▶ _Required work_
Go through the entries below and copy every line that holds the word "locally".

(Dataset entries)
- - - - -

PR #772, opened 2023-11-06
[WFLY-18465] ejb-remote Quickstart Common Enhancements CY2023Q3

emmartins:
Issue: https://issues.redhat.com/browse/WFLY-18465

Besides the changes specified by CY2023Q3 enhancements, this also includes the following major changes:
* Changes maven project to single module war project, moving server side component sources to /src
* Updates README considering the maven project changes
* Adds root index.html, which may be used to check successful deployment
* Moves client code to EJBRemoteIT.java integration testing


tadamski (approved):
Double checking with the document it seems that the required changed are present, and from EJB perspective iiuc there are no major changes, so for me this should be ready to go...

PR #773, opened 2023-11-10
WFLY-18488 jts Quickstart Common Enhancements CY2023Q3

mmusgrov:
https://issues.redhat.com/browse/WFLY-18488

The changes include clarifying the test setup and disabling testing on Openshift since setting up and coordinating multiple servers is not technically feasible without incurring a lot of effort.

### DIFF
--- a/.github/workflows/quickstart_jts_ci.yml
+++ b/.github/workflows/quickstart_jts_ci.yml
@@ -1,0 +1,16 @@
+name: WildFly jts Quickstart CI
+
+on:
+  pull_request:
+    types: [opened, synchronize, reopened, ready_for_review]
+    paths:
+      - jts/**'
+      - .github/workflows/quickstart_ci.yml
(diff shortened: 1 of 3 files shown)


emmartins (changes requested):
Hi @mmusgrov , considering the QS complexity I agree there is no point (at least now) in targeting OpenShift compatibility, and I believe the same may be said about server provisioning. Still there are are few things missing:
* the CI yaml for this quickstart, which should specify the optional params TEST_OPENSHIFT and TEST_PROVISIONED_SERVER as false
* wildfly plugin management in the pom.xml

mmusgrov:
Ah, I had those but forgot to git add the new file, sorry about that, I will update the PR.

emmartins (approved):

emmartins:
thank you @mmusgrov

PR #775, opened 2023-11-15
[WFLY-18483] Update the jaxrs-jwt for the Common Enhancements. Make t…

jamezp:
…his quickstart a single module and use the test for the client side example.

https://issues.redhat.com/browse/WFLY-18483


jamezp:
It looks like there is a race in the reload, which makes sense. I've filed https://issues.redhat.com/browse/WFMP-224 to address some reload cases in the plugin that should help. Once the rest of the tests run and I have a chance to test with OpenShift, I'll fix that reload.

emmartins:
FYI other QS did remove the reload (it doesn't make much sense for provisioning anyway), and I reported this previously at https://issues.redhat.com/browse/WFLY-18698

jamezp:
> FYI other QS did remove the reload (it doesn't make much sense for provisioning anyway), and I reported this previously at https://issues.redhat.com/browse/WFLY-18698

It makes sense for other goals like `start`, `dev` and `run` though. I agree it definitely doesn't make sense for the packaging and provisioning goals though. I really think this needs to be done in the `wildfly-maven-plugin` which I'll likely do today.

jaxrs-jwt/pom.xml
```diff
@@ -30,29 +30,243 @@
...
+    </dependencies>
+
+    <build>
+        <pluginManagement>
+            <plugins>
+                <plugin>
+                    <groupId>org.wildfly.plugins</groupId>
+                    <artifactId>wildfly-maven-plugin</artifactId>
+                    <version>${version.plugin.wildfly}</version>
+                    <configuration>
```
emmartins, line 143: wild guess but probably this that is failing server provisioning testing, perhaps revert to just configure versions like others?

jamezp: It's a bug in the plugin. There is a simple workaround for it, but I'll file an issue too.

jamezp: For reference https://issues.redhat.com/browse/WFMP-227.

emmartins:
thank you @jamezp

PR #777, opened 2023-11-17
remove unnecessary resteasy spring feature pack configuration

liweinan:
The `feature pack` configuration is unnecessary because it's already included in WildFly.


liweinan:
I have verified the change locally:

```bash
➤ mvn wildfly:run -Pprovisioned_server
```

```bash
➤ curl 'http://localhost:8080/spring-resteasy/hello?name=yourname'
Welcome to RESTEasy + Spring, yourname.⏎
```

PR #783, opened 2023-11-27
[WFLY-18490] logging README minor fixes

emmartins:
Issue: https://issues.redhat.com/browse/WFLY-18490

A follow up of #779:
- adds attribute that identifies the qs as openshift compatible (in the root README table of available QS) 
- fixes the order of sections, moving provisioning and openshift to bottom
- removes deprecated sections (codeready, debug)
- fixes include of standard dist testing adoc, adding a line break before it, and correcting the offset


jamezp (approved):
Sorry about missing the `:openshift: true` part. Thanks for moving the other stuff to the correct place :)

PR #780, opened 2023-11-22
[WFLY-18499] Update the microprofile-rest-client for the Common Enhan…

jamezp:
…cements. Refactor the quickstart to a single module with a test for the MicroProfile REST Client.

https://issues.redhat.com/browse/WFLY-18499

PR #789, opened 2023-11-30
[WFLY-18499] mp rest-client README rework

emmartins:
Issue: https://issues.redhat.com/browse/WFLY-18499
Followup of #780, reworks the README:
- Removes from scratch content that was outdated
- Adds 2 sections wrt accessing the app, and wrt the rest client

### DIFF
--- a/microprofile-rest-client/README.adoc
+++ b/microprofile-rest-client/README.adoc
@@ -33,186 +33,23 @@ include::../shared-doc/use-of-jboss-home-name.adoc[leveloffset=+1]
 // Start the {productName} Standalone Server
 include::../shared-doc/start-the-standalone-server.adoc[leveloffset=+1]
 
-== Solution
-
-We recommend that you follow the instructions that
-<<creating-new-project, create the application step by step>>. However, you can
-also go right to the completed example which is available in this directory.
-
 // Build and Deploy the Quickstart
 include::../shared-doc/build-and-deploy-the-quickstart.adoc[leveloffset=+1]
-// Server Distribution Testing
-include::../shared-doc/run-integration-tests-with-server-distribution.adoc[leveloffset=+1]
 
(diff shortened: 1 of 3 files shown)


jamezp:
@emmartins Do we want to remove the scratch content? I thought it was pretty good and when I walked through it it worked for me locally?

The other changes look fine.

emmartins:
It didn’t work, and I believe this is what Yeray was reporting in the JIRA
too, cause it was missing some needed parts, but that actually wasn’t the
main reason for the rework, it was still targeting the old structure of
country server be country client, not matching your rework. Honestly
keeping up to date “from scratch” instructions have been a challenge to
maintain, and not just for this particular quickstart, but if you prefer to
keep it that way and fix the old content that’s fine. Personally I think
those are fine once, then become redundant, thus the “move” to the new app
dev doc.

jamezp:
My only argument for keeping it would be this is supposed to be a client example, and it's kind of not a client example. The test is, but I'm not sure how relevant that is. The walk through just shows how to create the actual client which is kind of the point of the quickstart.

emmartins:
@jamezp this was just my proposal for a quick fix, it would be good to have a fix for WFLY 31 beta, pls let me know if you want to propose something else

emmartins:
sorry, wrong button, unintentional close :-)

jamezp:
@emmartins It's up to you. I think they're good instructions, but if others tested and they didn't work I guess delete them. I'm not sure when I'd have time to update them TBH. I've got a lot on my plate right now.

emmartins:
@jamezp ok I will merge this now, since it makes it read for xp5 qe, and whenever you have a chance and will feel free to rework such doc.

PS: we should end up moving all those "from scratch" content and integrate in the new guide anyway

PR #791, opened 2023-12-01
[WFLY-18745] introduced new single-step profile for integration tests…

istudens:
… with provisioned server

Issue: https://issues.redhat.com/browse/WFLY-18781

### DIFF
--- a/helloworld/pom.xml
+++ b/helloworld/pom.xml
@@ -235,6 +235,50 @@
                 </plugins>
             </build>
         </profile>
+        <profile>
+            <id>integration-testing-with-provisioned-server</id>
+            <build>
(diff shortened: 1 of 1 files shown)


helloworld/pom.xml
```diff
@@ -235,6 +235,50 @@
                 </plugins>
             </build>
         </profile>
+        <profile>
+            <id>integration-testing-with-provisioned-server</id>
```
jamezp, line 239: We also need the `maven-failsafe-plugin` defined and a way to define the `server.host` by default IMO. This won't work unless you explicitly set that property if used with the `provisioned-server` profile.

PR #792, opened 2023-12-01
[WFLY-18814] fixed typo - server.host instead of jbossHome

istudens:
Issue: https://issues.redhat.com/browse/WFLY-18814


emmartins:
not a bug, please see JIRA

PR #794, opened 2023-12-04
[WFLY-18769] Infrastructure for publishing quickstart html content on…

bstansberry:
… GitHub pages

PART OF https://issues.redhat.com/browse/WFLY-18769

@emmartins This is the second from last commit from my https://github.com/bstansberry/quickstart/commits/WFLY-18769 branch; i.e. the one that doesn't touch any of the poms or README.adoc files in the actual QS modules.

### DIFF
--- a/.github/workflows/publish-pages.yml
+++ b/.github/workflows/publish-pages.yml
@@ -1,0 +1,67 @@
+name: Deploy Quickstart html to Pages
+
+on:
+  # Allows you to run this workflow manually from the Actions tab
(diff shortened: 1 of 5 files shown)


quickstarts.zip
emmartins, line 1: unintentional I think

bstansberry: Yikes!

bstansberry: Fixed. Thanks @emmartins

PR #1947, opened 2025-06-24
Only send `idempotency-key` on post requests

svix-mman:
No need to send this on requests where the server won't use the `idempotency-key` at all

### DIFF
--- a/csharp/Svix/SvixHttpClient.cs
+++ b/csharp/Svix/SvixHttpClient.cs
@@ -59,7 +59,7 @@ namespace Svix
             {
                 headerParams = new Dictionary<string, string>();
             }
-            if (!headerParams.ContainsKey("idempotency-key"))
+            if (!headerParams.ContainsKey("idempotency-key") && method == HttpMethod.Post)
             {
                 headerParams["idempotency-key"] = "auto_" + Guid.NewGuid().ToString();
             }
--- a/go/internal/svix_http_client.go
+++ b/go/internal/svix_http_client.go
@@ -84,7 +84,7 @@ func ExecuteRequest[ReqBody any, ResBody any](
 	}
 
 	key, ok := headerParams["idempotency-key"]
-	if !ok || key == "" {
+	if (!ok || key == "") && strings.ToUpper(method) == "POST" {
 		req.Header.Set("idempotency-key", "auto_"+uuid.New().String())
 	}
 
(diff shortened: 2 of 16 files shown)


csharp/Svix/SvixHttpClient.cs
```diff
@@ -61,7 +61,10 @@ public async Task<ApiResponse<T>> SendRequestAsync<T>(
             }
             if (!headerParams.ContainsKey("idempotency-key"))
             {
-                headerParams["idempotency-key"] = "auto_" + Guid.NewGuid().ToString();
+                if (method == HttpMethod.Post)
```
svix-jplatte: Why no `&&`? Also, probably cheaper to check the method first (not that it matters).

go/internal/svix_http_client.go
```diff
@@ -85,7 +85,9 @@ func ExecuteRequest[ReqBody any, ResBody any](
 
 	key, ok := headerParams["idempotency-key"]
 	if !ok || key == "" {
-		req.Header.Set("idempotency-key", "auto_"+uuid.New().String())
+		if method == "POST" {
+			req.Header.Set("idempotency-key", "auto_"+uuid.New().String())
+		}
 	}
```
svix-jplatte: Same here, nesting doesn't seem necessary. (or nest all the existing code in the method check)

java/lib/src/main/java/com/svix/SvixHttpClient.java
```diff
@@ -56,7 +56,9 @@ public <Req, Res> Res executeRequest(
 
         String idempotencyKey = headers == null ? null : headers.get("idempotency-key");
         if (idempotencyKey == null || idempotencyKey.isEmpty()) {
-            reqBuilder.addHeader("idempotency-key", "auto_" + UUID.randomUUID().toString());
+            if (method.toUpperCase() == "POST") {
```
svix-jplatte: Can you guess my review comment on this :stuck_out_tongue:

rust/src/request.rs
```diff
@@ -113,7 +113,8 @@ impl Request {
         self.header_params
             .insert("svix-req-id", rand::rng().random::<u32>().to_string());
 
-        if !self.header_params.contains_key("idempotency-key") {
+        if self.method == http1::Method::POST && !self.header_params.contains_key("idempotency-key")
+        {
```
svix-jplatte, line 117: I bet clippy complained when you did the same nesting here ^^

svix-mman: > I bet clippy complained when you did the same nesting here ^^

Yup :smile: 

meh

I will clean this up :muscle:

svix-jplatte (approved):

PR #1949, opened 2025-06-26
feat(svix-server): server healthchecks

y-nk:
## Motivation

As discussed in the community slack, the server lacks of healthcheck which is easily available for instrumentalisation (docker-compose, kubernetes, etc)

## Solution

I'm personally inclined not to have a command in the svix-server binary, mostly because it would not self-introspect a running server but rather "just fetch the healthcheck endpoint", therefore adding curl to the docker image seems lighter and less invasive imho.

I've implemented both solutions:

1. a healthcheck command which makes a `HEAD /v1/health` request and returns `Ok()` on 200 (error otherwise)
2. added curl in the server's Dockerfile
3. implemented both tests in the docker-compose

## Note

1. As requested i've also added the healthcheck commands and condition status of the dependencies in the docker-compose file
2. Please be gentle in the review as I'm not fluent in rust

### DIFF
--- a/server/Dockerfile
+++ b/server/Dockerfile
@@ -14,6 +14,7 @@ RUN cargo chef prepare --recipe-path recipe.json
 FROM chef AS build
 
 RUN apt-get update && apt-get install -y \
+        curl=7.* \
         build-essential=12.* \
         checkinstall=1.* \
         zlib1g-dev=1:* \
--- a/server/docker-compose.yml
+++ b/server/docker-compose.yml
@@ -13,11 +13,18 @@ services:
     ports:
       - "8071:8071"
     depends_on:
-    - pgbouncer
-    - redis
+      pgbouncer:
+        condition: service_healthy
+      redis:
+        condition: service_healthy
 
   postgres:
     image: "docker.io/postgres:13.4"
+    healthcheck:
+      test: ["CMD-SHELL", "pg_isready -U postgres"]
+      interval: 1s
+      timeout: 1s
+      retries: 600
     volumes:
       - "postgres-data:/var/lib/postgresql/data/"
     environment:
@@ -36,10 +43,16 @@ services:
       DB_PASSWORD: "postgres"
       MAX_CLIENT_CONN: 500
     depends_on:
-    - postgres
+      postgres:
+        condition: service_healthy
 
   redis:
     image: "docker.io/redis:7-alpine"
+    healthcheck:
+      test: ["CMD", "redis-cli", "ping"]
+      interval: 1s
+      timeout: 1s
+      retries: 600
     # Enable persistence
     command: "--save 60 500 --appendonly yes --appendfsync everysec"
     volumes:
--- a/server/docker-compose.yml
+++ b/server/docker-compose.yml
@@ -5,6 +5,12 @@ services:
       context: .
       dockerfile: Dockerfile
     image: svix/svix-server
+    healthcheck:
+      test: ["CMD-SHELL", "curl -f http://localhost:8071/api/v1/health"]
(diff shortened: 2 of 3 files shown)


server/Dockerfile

- - - - -

▶ _Task result_
I have verified the change locally:
@emmartins Do we want to remove the scratch content? I thought it was pretty good and when I walked through it it worked for me locally?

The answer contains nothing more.